Part of it was a feeling of urgency in response to what had recently been exposed, after years of the myth that it was in abeyance: sexism. When Tresa Undem conducted a poll in December 2016 asking if the Trump campaign and election had made voters “think more about sexism in our society,” 40 percent of respondents said yes. In November 2017, when she asked whether the news about sexual harassment and assault made people think more about societal sexism, 73 percent said that it did. In December 2016, 52 percent of those surveyed by Undem said that the country would be better off with more women in office; in November 2017, 69 percent gave that answer. And in 2016, 65 percent of people Undem had polled had felt that men held more positions of power in society than women; in 2017, that number had risen to 87 percent.9 “As pollsters, we don’t see shifts in attitudes this big,” Undem said, also noting that women were using the word “misogyny,” a word she’d rarely, if ever, heard in previous years.

The sight of so many women rushing to occupy elected office is almost sure to draw out antagonists. All reassurances to the contrary, this is a zero-sum game: If women gain greater political power, white men lose some of theirs. After a 2018 Indiana primary propelled multiple women to wins, a law professor named Kenneth Dau-Schmidt wrote to his local paper, describing how “disturbed” he was by the results. “The fact that all women candidates won, even against accomplished male incumbents,” he wrote, “was troubling.” It was clear to Dau-Schmidt that “hundreds of Democratic women are voting just for female candidates based on their gender.” It had apparently never occurred to him that the history of electoral politics in America was one of voters pulling levers for candidates based on their gender, but he was certainly not alone in his irritation, and his response felt particularly resonant as we lived through the potent and damaging backlash to the election of Barack Obama and the symbolic threat of Hillary Clinton, the real and presumptive victories that had landed us with the Tea Party and eventually the Trump presidency.

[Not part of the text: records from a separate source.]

PR #2441, opened 2026-04-16
chore: address new clippy lints

LPardue:


tokio-quiche/src/quic/router/mod.rs
```diff
@@ -501,6 +501,7 @@ where
 
                         for cmsg in cmsgs {
                             match cmsg {
+                                #[allow(clippy::collapsible_match)]
```
LPardue, line 504: I've ignored this one because the match has a catchall and collapsing the check would change the semantic of the catchall in a low value / high risk way

antoniovicente: Looking at the cases in this PR makes me think that the collapsible_match clippy is actively harmful and we should consider opt-out of it. Perhaps we should disable this check globally.

quiche/src/recovery/bandwidth.rs
```diff
@@ -145,6 +145,7 @@ impl Bandwidth {
     }
 
     pub fn transfer_time(&self, bytes: usize) -> Duration {
+        #[allow(clippy::manual_checked_ops)]
```
LPardue, line 148: I've ignored this one because I think the current logic is clearer than 

```
let foo = (bytes as u64 * 8 * NUM_NANOS_PER_SECOND).checked_div(self.bits_per_second).unwrap_or_default();
Duration::from_nanos(foo)
```

antoniovicente (approved):

tokio-quiche/src/quic/router/mod.rs
LPardue: I tend to agree, especially because code reviewers might entirely miss the actual effect of such changes

antoniovicente: We could add this to Cargo.toml:

```
[workspace.lints.clippy]
collapsible_match = allow
```

jannes (approved):

tokio-quiche/src/quic/router/mod.rs
jrouviere: Agreed, not sure that lint really helps readability.
The second example (`qlog-dancer/src/datastore.rs`) seems better, but I think it's purely because the indentation got reduced.

jrouviere (approved):

tokio-quiche/src/quic/router/mod.rs
LPardue: ok, I'm going to try the global disable and see if it works

LPardue: I ended up doing it on an individual crate basis. If more crates start to see problems we can consider a workspace-wide setting.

Andrea Steele of Emerge America, which trains Democratic women candidates in twenty-four states, worked on Carol Moseley Braun’s campaign in 1992 and remembered the drop-off in women candidates that happened after 1992. “We thought everything was going to change,” she said, recalling the deep disappointment when it didn’t. “The difference between then and now is we have infrastructure. EMILY’s List is stronger, Emerge is growing its support structure, there are state organizations helping to fund candidates. And a big part of what we’ve seen over the years is that when women get into politics, they start bringing other women in.”